Your fancy day timer binder can’t help you manage your time. The time management classes you took can’t help you either (even though there is nothing wrong with the methodology they taught you). The books and magazine articles you pored over in search of the secret to time management revealed nothing new, nothing that made a difference. Neither did syncing your calendar to the Cloud.

The reason nothing you have tried has improved your time management is because, until now, no one has told you the truth: The key to time management is to stop wasting it.

Maybe It’s Just Wasted Time

It’s true: You waste a lot of time. Some of the time you waste is spent on the novelties and distractions that from time to time hook us all. Everyone could stand to claw back a little time from these easily identified time wasters, like email, the Internet, and mind-numbing television programs. But that isn’t the biggest area where you spend your time poorly.

You likely waste time on things that aren’t important to you, aren’t important to the life you really want, and aren’t important to the results you want. Ask yourself if what you are doing is really important to you.

If you could design your life, would you spend your time where you are spending it now?
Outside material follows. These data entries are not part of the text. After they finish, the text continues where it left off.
PR #49, opened 2020-11-06
fcosKola: don't nest branches in "stage"

jlebon:
These stage labels aren't actually getting rendered. Instead, the branch
name is used, which is good enough. So let's simplify this.


jlebon:
Best viewed with whitespace change ignored.

jlebon:
@ravanelli noticed that I was removing the branch instead of the stage in the upgrade test section (thanks!). Fixed that now.

ravanelli (approved):
LGTM

PR #50, opened 2020-11-06
utils: Add cosaCmd

ravanelli:
Add cosa_cmd in order to easily run cosa commands

### DIFF
--- a/vars/utils.groovy
+++ b/vars/utils.groovy
@@ -1,3 +1,18 @@
+def cosaCmd(params = [:]) {
+// Available parameters:
+//     cosaDir:        string  -- cosa working directory
+//     args:           string  -- arguments to pass to `cosa`
+//     user:           string  -- user to run the cosa commands 
+    def cosaDir = getCosaDir(params)
+    def args = params.get('args', "");
+
+    if(!params['user']) {
+        shwrap("cd ${cosaDir} && cosa ${args}")
+    } else {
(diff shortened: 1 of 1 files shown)


vars/utils.groovy
```diff
@@ -1,3 +1,11 @@
+def cosa_cmd(cosaDir, userBuilder, args) {
```
jlebon, line 1: How about `cosaCmd` to match the casing of other commands?

Also, maybe better to make this also use the `params = [:]` paradigm, that way users can omit `cosaDir` and `userBuilder` if the defaults are fine (i.e. `/srv/fcos` and no `sudo -u $user`). WDYT?

vars/utils.groovy
```diff
@@ -1,3 +1,14 @@
+def cosaCmd(params =[:]) {
```
jlebon, line 1:
```suggestion
def cosaCmd(params = [:]) {
```

vars/utils.groovy
```diff
@@ -1,3 +1,14 @@
...
+    def cosaDir = getCosaDir(params)
+    def args = params.get('args', "");
+
+    if(!params['userBuilder']) {
```
jlebon, line 5: Let's just call this parameter `user`?

vars/utils.groovy
jlebon, line 1: Maybe a docstring before this line listing the supported parameters?

jlebon (approved):

PR #51, opened 2020-11-11
Add fcosCosaBuildMetal

ravanelli:
Make fcosCosaBuildMetal available as a custom step

### DIFF
--- a/vars/fcosCosaBuildMetal.groovy
+++ b/vars/fcosCosaBuildMetal.groovy
@@ -1,0 +1,25 @@
+// Available parameters:
+// Run build metal on cosa
+//    cosaDir:        string  -- cosa working directory
+//    skipMetal4k:    boolean -- skip metal4k image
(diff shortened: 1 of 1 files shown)


jlebon:
Re. this PR and #53 and #54, I'm not sure how useful these custom steps are. They look like they're abstracting away very little logic. Here are two ideas on how to further streamline these cosa commands for callers:
1. let's make `cosaCmd` an actual custom step. That way we can just do `cosaCmd(...)` instead of `utils.cosaCmd(...)`.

Is what you are doing driving the results you want from your business and your life?

I have always struggled to say “no.” When someone asks for my help, I want to say, “yes,” especially if I know I have the ability to make a difference. But by saying, “yes” to things that aren’t aligned with what’s most important to me, I am forced to say “no” to the things that are important.

This is true for you, too. Are you saying no enough?

What’s Truly Important?

If you want to stop wasting your time, you have to decide what is truly important to you. Then you have to stop spending your time on things that aren’t.

At work, twenty percent of the work you do produces eighty percent of your results. How much of what you do at work is really wasted time? How much of it feels like work, even though it contributes nothing to your results?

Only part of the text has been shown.